Laurence Watson – Co-founder and CEO @Treebeard Technologies Summary: Satellite imagery and machine learning can be used to estimate emissions from coal power plants across the world, and locate solar panels in the UK. Plentiful data, cloud compute, and open source tools means even small teams can do powerful things – in this talk we’ll go through the steps to setup a machine learning pipeline to analyse overhead imagery and discuss the results and lessons learnt.

For energy analysis, it is necessary to first deeply understand the distribution of the underlying infrastructure. Only then can the steps to create a representative and useful dataset be taken. There are many different imagery providers and datasets – the strengths and weaknesses of different data sources are discussed along with techniques to pre-process them. Satellite and aerial imagery and geospatial data need some extra steps compared to plain image analysis, but python has several powerful packages like rasterio to handle them.

Computer vision CNNs and transfer learning mean training a model on geospatial raster data in a pipeline is reasonably straightforward. This talk will go through the necessary steps for a generic task, and the code will be available. Open source geospatial learning tools like RasterVision can jump-start this kind of project, but come with their own learning curves.

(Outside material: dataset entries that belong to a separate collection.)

PR #1238, opened 2018-12-08
Add THS3491 op-amp in SOIC-8-1EP

aewallin:
http://www.ti.com/lit/ds/symlink/ths3491.pdf

Op-amp with standard pins and additionally:
- exposed pad
- PD
- ref (reference for PD pin)
also in VQFN package, but this symbol only for soic-8-1ep

ths3491idda

------------


diegoherranz:
Thanks for submitting this symbol.
A few comments:
- Regarding the exposed pad, the datasheet says the following which makes me think that the electrical type should be "Passive" and not "Power input". Could you change it?

> "The thermal pad can be connected to a heat spreading plane that can be at any voltage because the device die is electrically isolated from this metal plate. The thermal pad can also be unused (not connected to any heat spreading plane or voltage) giving higher thermal impedance."

- The dimensions of the exposed pad on the selected footprint are quite different from the recommended one on the footprint. Should a new footprint be created? Or you considered that it shouldn't be a problem?

- "opamp" is not mentioned on either the description or the keywords which may make it hard to find. Could you add "single" and "opamp" to the keywords?

Thanks!

aewallin:
Good question about the EP layout.
The datasheet has two figures, page 36/52 has the copper-layer+vias, and page 52/53 has the soldermask. I don't understand the via-diameter spec which seems to be 0.254mm vs. 0.33mm in the drawings?
The soldermask opening/pad suggestion is 2.40 mm x 3.10 mm on the datasheet.
The footprint `SOIC-8-1EP_3.9x4.9mm_P1.27mm_EP2.35x2.35mm` has a 2.35mm x 2.35mm pad which is probably OK?

I would personally use the symbol with the existing footprint although it doesn't conform to the datasheet recommendations exactly.
I can create the new footprint and submit a PR if Librarians think a new footprint is required before the symbol can be merged. If there are many more symbols that also specify "TI DDA PowerPAD" then this makes sense.

ths_layout

ths3491_cu

aewallin:
datasheet suggests connecting pin5 to GND. However it is an NC pin.
Maybe it should be included in the symbol, named NC, so that we have the option to follow the datasheet suggestion?

aewallin:
pin5 added. EP/NC names made as small as possible, 20mils.
ths3491idda

myfreescalewebpage:

- [ ] Part name should be `THS3491xDDA`, the I is for industrial temperature and doesn't matter in the lib
- [ ] Footprint to be proposed as a footprint PR, and to be update in the symbol definition
- [ ] Description should ends with package name (according to previous modification)
- [ ] Pin 5 should be Passive

Cheers,
Joel

myfreescalewebpage:
Hello @aewallin any news here ? Thanks for the update, Joel

aewallin:
sorry, not working on this part actively - the datasheet seems to be ambiguous on the footprint, and I am not familiar with the scripts used for SO-footprints.
If the right footprint appears the changes needed here to the symbol are minor I guess - and not hard to do.

myfreescalewebpage:
> If the right footprint appears the changes needed here to the symbol are minor I guess - and not hard to do.

Yes sure!

aewallin:
footprint PR is now https://github.com/KiCad/kicad-footprints/pull/1541

aewallin:
remaining KLC-error is about the NC-pin:
"NC pins are not correct pin-type:   - Pin NC (5) @ (100,300) should be of type NOT CONNECTED, but is of type PASSIVE"

not sure what is best? 
- leave it visible, named NC, type passive
- alternatively invisble named NC and type not-connected.

myfreescalewebpage:
@aewallin 
To answer your last question, the best option is "invisble named NC and type not-connected."

One comment during a new review here:
- [ ] Footprint filter should be `SOIC*1EP*3.9x4.9mm*P1.27mm*`

Cheers,
Joel

evanshultz:
The footprint exists already:
image

myfreescalewebpage:
@aewallin seems people have created footprints for you :) I agree it seems to be the right one, can you confirm too and in this case update the symbol ?
Thanks @evanshultz for this !
Joel

aewallin:
not sure about the fp-filter, now that footprint switched to the "Texas" one...

myfreescalewebpage:
Looks great ! Thanks @aewallin . Merging :)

Specific lessons learned from two projects, understanding coal power plant output from smoke plumes, and identifying solar PV from aerial imagery will be explained with particular emphasis on data science techniques used.
From an initial pilot, understanding the output of coal power plants based on visual band imagery of smoke plumes has led to a significant project supported by a Google AI Impact grant currently underway by WattTime and the Carbon Tracker Initiative.